_Work task_. Copy the lines exactly. Begin at the first line of the data and stop after the line with "1. it only tracks".

_Record excerpts_.

PR #5221, opened 2026-07-12
feat: add instrumentation config condition for pods injection

blumamir:

Fixes: CORE-1274

Currently we have the "rollout" condition, with the following issues:

1. it only tracks if auto rollout was applied. if it was not successful (for example, pods started without manifest injection), there is no condition to track it.
2. it is not updated with changes to the cluster. for example if rollout succeeded and then some time after pod started without manifest injection, it will not show up anywhere.
3. conditions are meant to be stateless and reconcilable. the "rollout" condition tracks "event" thus it is not a great fit for condition, which causes some edge cases and bugs.

```release-note
add condition to track pods injection and rollout status
```


status/generate/main.go
```diff
@@ -0,0 +1,209 @@
...
+	"github.com/odigos-io/odigos/status"
+	"gopkg.in/yaml.v3"
+	metav1 "k8s.io/apimachinery/pkg/apis/meta/v1"
+)
+
+const fileHeader = `// Code generated by "make -C status generate". DO NOT EDIT.
+
+`
+
+const fileTemplate = `package {{ .Package }}
```
RonFed: can be moved to a .tpl file

status/generate/main.go
```diff
@@ -0,0 +1,209 @@
...
+	}
+{{- end }}
+)
+`
+
+type reasonData struct {
+	Name                    string
+	Message                 string
+	TechnicalDescription    string
+	K8sConditionStatusConst string
```
RonFed:
```suggestion
	K8sConditionStatus <correct type>
```

instrumentor/controllers/podsinjectionstatus/effectiveconfig_controller.go
```diff
@@ -0,0 +1,45 @@
...
+	"errors"
+
+	odigosv1 "github.com/odigos-io/odigos/api/odigos/v1alpha1"
+	"github.com/odigos-io/odigos/k8sutils/pkg/utils"
+	"github.com/odigos-io/odigos/k8sutils/pkg/workload"
+	ctrl "sigs.k8s.io/controller-runtime"
+	"sigs.k8s.io/controller-runtime/pkg/client"
+)
+
+type EffectiveConfigReconciler struct {
```
RonFed, line 16: write what changes in effective config are relevant

RonFed (approved):

PR #5238, opened 2026-07-14
CORE-1246 | feat(profiling): shared profile cache + gated ingest + configureProfilingCache

shivanshuraj1333:

Today the vm-agent and the k8s frontend each carry their own profiling byte-cache. This introduces one shared `common/profilecache` package, adopts it on the k8s side, and standardizes both platforms on the same cache design and API.

- **shared cache** (`common/profilecache`): per-source slots, LRU + idle-TTL eviction, byte-bounded buffers. Memory is bounded by `maxSlots × slotMaxBytes` — the VM-only global byte cap is removed so both platforms behave identically.
- **gated ingest**: the frontend only buffers *enabled* sources (`AddProfileData` no-ops until a slot is opened); the vm-agent now matches this.
- **`configureProfilingCache` mutation**: persists the cache limits (`profiling.ui`) and applies them live (prune → resize) with no UI-pod restart. The scheduler now propagates `profiling.ui` through the effective-config merge and the frontend watcher reconfigures the live store.
- per-source control resolvers unchanged (`enable/disable/clearSourceProfiling`, `profilingSlots`).

Companion PRs:
- agents-api — per-source control + flamegraph: https://github.com/odigos-io/agents-api/pull/36
- agents-api — `configureProfilingCache`: https://github.com/odigos-io/agents-api/pull/39
- vm-agent — adopt shared cache + gated ingest + `configureProfilingCache`: https://github.com/odigos-io/vm-agent/pull/841

```release-note
NONE
```


frontend/services/profiles/store.go
```diff
@@ -1,218 +1,15 @@
...
-		}
-	}
-}
-
-// StopCleanup stops the TTL cleanup goroutine
-func (s *ProfileStore) StopCleanup() {
-	if s.stopCleanup != nil {
-		s.stopCleanup()
-	}
+	return profilecache.NewStore(maxSlots, ttlSeconds, slotMaxBytes, cleanupInterval)
```
tamirdavid1: Why the NewProfileStore is not a common func? then the frontend/agent can run it from the common/profilecache `New` method.

common/profilecache/store.go
```diff
@@ -0,0 +1,310 @@
+// Package profilecache is the shared in-memory cache of raw OTLP CPU-profile
+// chunks used by both the Odigos frontend (buffering profiles for the flamegraph
+// UI) and the vm-agent (buffering profiles for the diagnostic bundle export).
+// Each source gets one byte-bounded buffer; sourceKey is an opaque string chosen
+// by the caller (namespace/kind/name in k8s, service.name on a VM).
```
tamirdavid1:
```suggestion
// Package profilecache is the shared in-memory cache of raw OTLP CPU-profile
// chunks.
// Each source gets one byte-bounded buffer; sourceKey is an opaque string chosen
```

common/profilecache/buffer.go
```diff
@@ -0,0 +1,127 @@
...
+func (b *BoundedBuffer) Resize(maxBytes int) {
+	b.mu.Lock()
+	defer b.mu.Unlock()
+	b.maxBytes = maxBytes
+	b.trimLocked()
+}
+
+// trimLocked evicts oldest chunks until the buffer fits maxBytes, zeroing evicted
+// entries and compacting the backing slice so it does not grow without bound.
+func (b *BoundedBuffer) trimLocked() {
```
liranm-odigos, line 68: No mutex here? or you assume that the caller will always call this method with running mutex itself?

common/profilecache/store.go
```diff
@@ -0,0 +1,286 @@
...
+	RemoveSlot(sourceKey string)
+	ClearSlotBuffer(sourceKey string) bool
+	GetProfileData(sourceKey string) [][]byte
+	MaxSlots() int
+	ActiveSlots() (activeKeys []string, keysWithData []string)
+	MemoryStats() MemoryStats
+	Reconfigure(maxSlots, slotMaxBytes, ttlSeconds int)
+}
+
+func NewStore(maxSlots, ttlSeconds, slotMaxBytes int, cleanupInterval time.Duration) *Store {
```
liranm-odigos: nit; Consider adding a struct like StoreConfig instead of accepting many params

common/profilecache/store.go
```diff
@@ -0,0 +1,286 @@
...
+		defer ticker.Stop()
+		for {
+			select {
+			case <-ctx.Done():
+				return
+			case <-ticker.C:
+				s.SweepNow()
+			}
+		}
+	}()
```
liranm-odigos: No blocking?
RunCleanup can run in the background?

common/profilecache/buffer.go
shivanshuraj1333: It's a locked helper, both callers (AddAt, Resize) already hold b.mu. Added a doc line making that contract explicit.

liranm-odigos (approved):

PR #5246, opened 2026-07-15
feat(graphql): add instrumentations field to containers in workload queries

BenElferink:
```release-note
feat(graphql): add instrumentations field to containers in workload queries
```


alonkeyval (approved):

alonkeyval:
need also uikit upgrade

PR #633, opened 2024-04-02
Move the repository information from Redux to a local state in CompareWithBase

julienw:
The goal is to make `SearchContainer` and all other components in the tree more self-contained that they were before.

This also moves SearchViewInit to CompareWithBase. But this is only
temporary because this component will be removed later.

### DIFF
--- a/src/components/Search/CompareWithBase.tsx
+++ b/src/components/Search/CompareWithBase.tsx
@@ -10,10 +10,11 @@ import { style } from 'typestyle';
 import { useAppSelector } from '../../hooks/app';
 import { Strings } from '../../resources/Strings';
 import { CompareCardsStyles, SearchStyles, Spacing } from '../../styles';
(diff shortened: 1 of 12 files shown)


src/components/Search/CompareWithBase.tsx
```diff
@@ -201,6 +206,10 @@ function CompareWithBase({
 
   return (
     <Grid className={`wrapper--withbase ${wrapperStyles.wrapper}`}>
+      <SearchViewInit
+        repositoryBase={baseRepository}
+        repositoryNew={newRepository}
+      />
```
julienw, line 212: I moved it here because this needs the repository information. But in a future patch this component will be removed.

julienw:
Rebased on top of latest beta branch!

Carla-Moz (approved):
LGTM and makes sense. Thanks!

PR #635, opened 2024-04-02
 Extract a component `SearchInputAndResults` for the `SearchInput` and its dropdown 

julienw:
Extracting these 2 components into a separate comment makes sense in terms of component responsibilities. Indeed the SearchInput controls its Dropdown. Using a component to contain both makes it possible for this component to keep all the necessary state to control this behavior This is also common code for both `SearchOverTime` and `SearchView`, so it makes sense to extract it.

Please look at the two last commits only.
Commit 1: this extracts the common code to a separate component
Commit 2: this changes this component to make it more generic, so that it works the same for both CompareWithBase and CompareOverTime, without relying on class names. There are a bunch of snapshot changes because this adds a new container to the pair `SearchInput` / `SearchResultsList`, if you look at them by disabling whitespace changes it is much easier to see these changes.

### DIFF
--- a/src/__tests__/Search/__snapshots__/CompareOverTime.test.tsx.snap
+++ b/src/__tests__/Search/__snapshots__/CompareOverTime.test.tsx.snap
@@ -85,51 +85,55 @@ exports[`Compare Over Time renders correctly in Search View: Initial state for t
         id="new_search-input--time"
       >
         <div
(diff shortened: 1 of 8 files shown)


Carla-Moz (commented):
This also makes the `SearchComponent `and `SearchOverTime `easier to read and understand. Thanks!

PR #636, opened 2024-04-08
For the base revision, clicking another item will select it and unselect the previous one

julienw:
This was suggested by @beatrice-acasandrei in https://github.com/mozilla/perfcompare/pull/629#discussion_r1544456012 and I found this is a good idea.

With this patch, the logic for the base revision toglging is changed compared to the one for the new revisions. For the base revision, now if the user selects a different item, we'll automatically unselect the previous one instead of displaying an error.

Thanks to this change and that the logic is now different, I could also simplify the logic for the new revision toggle handling. Especially the function `handleSearchResultsToggleBase` doesn't call `enqueueSnackbar` anymore, and is now a simple function without a side effect, and so it could easily be extracted to be reused for `CompareOverTime` as a simple function to a simple module, and we don't need all the react hooks mechanism.

@Carla-Moz @beatrice-acasandrei @esanuandra please tell me what you think of this new behavior!


julienw:
The missing coverage is on some code branch that shouldn't happen, but that I prefered to have a if condition for. So I can't test it (hopefully :D).

beatrice-acasandrei (approved):

Carla-Moz (approved):
LGTM! Thanks

PR #637, opened 2024-04-11
Compare overtime time dropdown

Carla-Moz:
This PR fulfills the time range dropdown task in the Compare over Time epic. 
Please see [Time range dropdown](https://mozilla-hub.atlassian.net/browse/PCF-306)

This PR also includes a minor change fixing the repository dropdown labels for the Revisions which was incorrectly named "Base". I did this while adding coverage for the time range dropdown.


src/components/Search/TimeRangeDropdown.tsx
```diff
@@ -0,0 +1,129 @@
...
+          labelId='select-timerange-label'
+          className='dropdown-select'
+          variant='standard'
+          onChange={(e) => void handleTimeRangeSelect(e)}
+          name='timerange'
+        >
+          {Object.entries(timeRangeMap).map(([value, text]) => (
+            <MenuItem
+              value={value}
+              key={text}
```
julienw, line 117: optional nit: I'd use the `value` as the key. But I don't think this matters much really in this case.

src/components/Search/SearchOverTime.tsx
```diff
@@ -72,12 +72,9 @@ export default function SearchOverTime({
       <Grid
         item
         xs={2}
-        className={`$new-search-dropdown ${styles.dropDown} label-edit-wrapper`}
+        className={`new-search-dropdown ${styles.dropDown} label-edit-wrapper`}
```
julienw, line 75: 😁

src/components/Search/SearchOverTime.tsx
```diff
@@ -72,12 +72,9 @@ export default function SearchOverTime({
...
       >
-        <InputLabel
-          id='select-repository-label--time'
-          className='dropdown-select-label'
-        >
+        <InputLabel id={selectLabel} className='dropdown-select-label'>
```
julienw, line 77: It doesn't seem correct to use the label as the id. What happens if there are spaces for example? 

Do we really need an id though? Can we just remove it?

src/components/Search/SearchComponent.tsx
```diff
@@ -94,10 +94,7 @@ function SearchComponent({
           styles.dropDown
         } label-edit-wrapper`}
       >
-        <InputLabel
-          id='select-repository-label'
-          className='dropdown-select-label'
-        >
+        <InputLabel id={selectLabel} className='dropdown-select-label'>
```
julienw, line 97: Same remark as below about the id. In this was this works because this is just one word, but if we change it in the future this might lead to problems.
I understand you wanted to make it unique. But maybe we can just remove it. Do we use it anywhere?
What do you think?

julienw (commented):
This looks good to me!
My one concern is how we store the new state. I've seen you used Redux, but I think this is taking the wrong trend, that is we try to remove from Redux the things that are not used throughout the app, and _especially_ the things that will come from the URL in the results view. Indeed synchronizing redux with the URL (and vice versa) is painful.

Therefore I think it's better, following the trend we try to take here, to not use Redux to store this state. Can you please change this to store the time range value in CompareOverTime instead?

Apart from that this looks reasonable to me!
Thanks!

src/components/Search/TimeRangeDropdown.tsx
```diff
@@ -0,0 +1,129 @@
...
+          ...(mode === 'light'
+            ? ButtonsLightRaw.Dropdown
+            : ButtonsDarkRaw.Dropdown),
+        },
+      },
+    }),
+  };
+
+  const dispatch = useAppDispatch();
+  const timeRangeValue = useAppSelector((state) => state.timeRange.value);
```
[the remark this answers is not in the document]
Carla-Moz: Is there a ticket to move framework information to CompareWithBase? I didn't know we wanted to remove everything out of redux. Yes, I'll move it to CompareOverTime. Shouldn't be a problem, same with framework.

src/components/Search/SearchOverTime.tsx
Carla-Moz: I'll create a unique id name aside from the select label to account for the possibility of spaces in the name. And yes, we want an` id` for the label to match the select `labelID.` Please see https://mui.com/material-ui/react-select/

src/components/Search/SearchComponent.tsx
Carla-Moz: Same reply as above.

PR #640, opened 2024-04-26
Compare overtime checked and displayed revisions

Carla-Moz:
This PR fulfills the requirements of [Handle checked and displayed selected revisions]( https://mozilla-hub.atlassian.net/browse/PCF-305). This is the last remaining part of the Compare over time component. The hash to hide it is removed.  The "Compare" button will remain disabled ([_see this commit_](https://github.com/mozilla/perfcompare/pull/640/commits/1b8119c055392f093f066e4eade248a69ac310cb)) until the next PR to add react-router config to fetch the data. 

**New File Created:** In this [_commit_](https://github.com/mozilla/perfcompare/pull/640/commits/bac019b1ff83b13d953d73d51366eb1453f69938), I created a new file called `useSearchResults` because both the Revisions component in "With base" and "Overtime" handle the search results toggle the same way, including showing the error when the user attempts to select more than 3 revisions. This required updating the `CompareWithBase` file. 

**Style Tweaks:** In this [_commit_](https://github.com/mozilla/perfcompare/pull/640/commits/a83b8f27c675cd09487bccf23a48f01788367908),  I did a small update on `styles/SearchContainerStyles `and `styles/Documents` to better reflect the overflow of the search results dropdown.

Update test coverage in `CompareOvertTime.test:` please check this [_commit_](https://github.com/mozilla/perfcompare/pull/640/commits/a83b8f27c675cd09487bccf23a48f01788367908). 

_**Side note:**_ I talked to Dasha about toggling the display of the "Compare with Base" and "Compare Over time" component in which clicking on one hides the content below their respective headers so they function like radio buttons. This is not handled in this PR but something I think would be helpful to do in a future PR.


julienw:
> Side note: I talked to Dasha about toggling the display of the "Compare with Base" and "Compare Over time" component in which clicking on one hides the content below their respective headers so they function like radio buttons. This is not handled in this PR but something I think would be helpful to do in a future PR.

Yeah I don't like the current situation much, happy to improve it in any way.

src/__tests__/Search/CompareOverTime.test.tsx
```diff
@@ -194,4 +185,63 @@ describe('Compare Over Time', () => {
...
+    const checkbox = (await screen.findAllByTestId('checkbox-0'))[0];
+    await user.click(checkbox);
+    expect(checkbox).toHaveClass('Mui-checked');
+    const removeButton = document.querySelectorAll('[title="remove revision"]');
+    expect(removeButton[0]).toBeInTheDocument();
+    expect(screen.getAllByTestId('selected-rev-item')[0]).toBeInTheDocument();
+
+    await user.click(removeButton[0]);
+
+    expect(document.body).toMatchSnapshot();
```
julienw, line 207: optional: Maybe it would be good to run a snapshot for just the compare over time component. This would give smaller snapshots, probably faster tests, and easier to review snapshots.

julienw (changes requested):
This looks mostly good to me! The behavior is right, and the code looks reasonable.
I'm just not sure about this new hook file, see below for more information about that.

I'd like to have a double look after the changes, that's why I've put "request changes", but nothing crazy!

src/components/Search/CompareButton.tsx
```diff
@@ -23,6 +27,7 @@ export default function CompareButton({ label }: CompareButtonProps) {
       className={`compare-button ${styles.button}`}
       sx={{ textTransform: 'none !important' }}
       type='submit'
+      disabled={isDisabled}
```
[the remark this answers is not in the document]
Carla-Moz: This is only temporary. I plan to enable it after the functionality is complete to fetch the data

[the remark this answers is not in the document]
Carla-Moz: But thanks for the resources

src/styles/Document.ts
```diff
@@ -4,3 +4,7 @@ cssRule('html, body', {
   margin: 0,
   padding: 0,
 });
+
+cssRule('#root', {
+  overflow: 'hidden',
+});
```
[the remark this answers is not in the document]
Carla-Moz: It's to stop the unintended vertical overflow on the root div for the home page. I'll add a comment.

src/hooks/useSearchResults.ts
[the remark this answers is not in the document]
Carla-Moz: If it's overkill, we can repeat the code in both files. I'm not tied to creating a separate file for it.

src/styles/CompareCards.ts
```diff
@@ -66,16 +66,17 @@ export const CompareCardsStyles = (mode: string) => {
           boxShadow: '0px 2px 4px rgba(58, 57, 68, 0.2)',
         },
         '&.content-base': {
+          visibility: 'hidden',
           minHeight: '0',
           height: '0',
           flexWrap: 'nowrap',
-          overflow: 'hidden',
```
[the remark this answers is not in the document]
Carla-Moz: Yes, I try not to do style updates but it's related to the Time Component and it was small so I didn't think it would be too difficult to review.

src/styles/CompareCards.ts
```diff
@@ -66,16 +66,17 @@ export const CompareCardsStyles = (mode: string) => {
           boxShadow: '0px 2px 4px rgba(58, 57, 68, 0.2)',
         },
         '&.content-base': {
+          visibility: 'hidden',
           minHeight: '0',
           height: '0',
```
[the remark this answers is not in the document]
Carla-Moz: No, this is part of a smooth animation for the dropdowns rather than just appearing and disappearing. I hadn't finished it. But I'll cover this in a separate PR. So let's leave as is for now.

src/__tests__/Search/CompareOverTime.test.tsx
```diff
@@ -204,7 +205,7 @@ describe('Compare Over Time', () => {
 
     await user.click(removeButton[0]);
 
-    expect(document.body).toMatchSnapshot();
+    expect(formElement).toMatchSnapshot();
```
julienw, line 208: 👍

src/components/Search/CompareWithBase.tsx
```diff
@@ -161,6 +155,34 @@ function CompareWithBase({
     setInProgressNewRevs(newStagingRevs);
   };
 
+  const handleItemToggleInChangesetList = ({
```
julienw, line 158: hey carla, sorry if I wasn't clear in my comment.

What I was refering to "overkill" was specifically the use of a hook. But I started the comment with :

> Extracting handleItemToggleInChangesetList and handleRemoveNewRevision is a good idea because they're quite complex functions and duplicating them doesn't feel right.

My suggestion was to extract them to a separate file as normal function.

But duplicating them is not too bad either.
Some people say that duplicating only twice is OK, and only from 3 times they start to think about reducing the duplication.
"The rule of three" => https://stackoverflow.com/a/2298357/5169882 
The rationale is that (as I said also in other occasions) keeping the related code in the same file makes it easier to read, while moving it elsewhere requires more hops to understand what's going on (hence my focus on naming things correctly if we do that).

So.... bottom line is, let's keep it that way. But if we ever need to copy paste this again, we'll move them out to another place.

src/styles/Document.ts
```diff
@@ -4,3 +4,8 @@ cssRule('html, body', {
   margin: 0,
   padding: 0,
 });
+
+//to prevent the vertical overflow of the root element
```
julienw, line 8: The comment you added paraphrase the CSS rule, so it's not super useful in its current shape.
A useful comment will have  a _why_ or _when_. Can you add in which case this happens? What is the result to the user if we don't have this rule?

I sincerely don't understand why we need this :-) When I remove it I don't see a difference.

src/components/Search/CompareOverTime.tsx
```diff
@@ -21,32 +21,29 @@ const stringsNew =
...
-  //temporary hash to hide the component until functionality is complete
-  const location = useLocation();
-  const hash = location.hash;
-
-  //temporary styles to hide the component based on hash
-  const containerStyles = {
-    container: style({
-      display: hash === '#comparetime' ? 'block' : 'none',
-    }),
-  };
```
julienw, line 49: should we keep this toggle until the loader is done?

julienw (approved):
Thanks, this looks good to me.

2 small points:
* I still don't understand why we need overflow: hidden on the root.
* I believe we should keep the toggle still, because the results page isn't ready yet.

src/components/Search/CompareWithBase.tsx
Carla-Moz: Okay, I hear you. Yes, let's leave it for now and I'll extract to a new file within the Search folder if it comes up again.

src/styles/Document.ts
Carla-Moz: Screenshot 2024-05-02 at 08 50 40

Honestly, it's just reducing an excess of vertical flow to the page (the scroll bar responds appropriately, scrolling further down). I know that's repeating myself but I'm not sure how else to say it. But if I can't convince you, I can remove it and just update the body background color, etc. I don't know why it ended up this gray color in the first place.

src/components/Search/CompareOverTime.tsx
Carla-Moz: Okay, I can leave it and remove the disable rule to the button until the loader part is done.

_Exercise solution_.
PR #5221, opened 2026-07-12
feat: add instrumentation config condition for pods injection

blumamir:

Fixes: CORE-1274

Currently we have the "rollout" condition, with the following issues:

1. it only tracks if auto rollout was applied. if it was not successful (for example, pods started without manifest injection), there is no condition to track it.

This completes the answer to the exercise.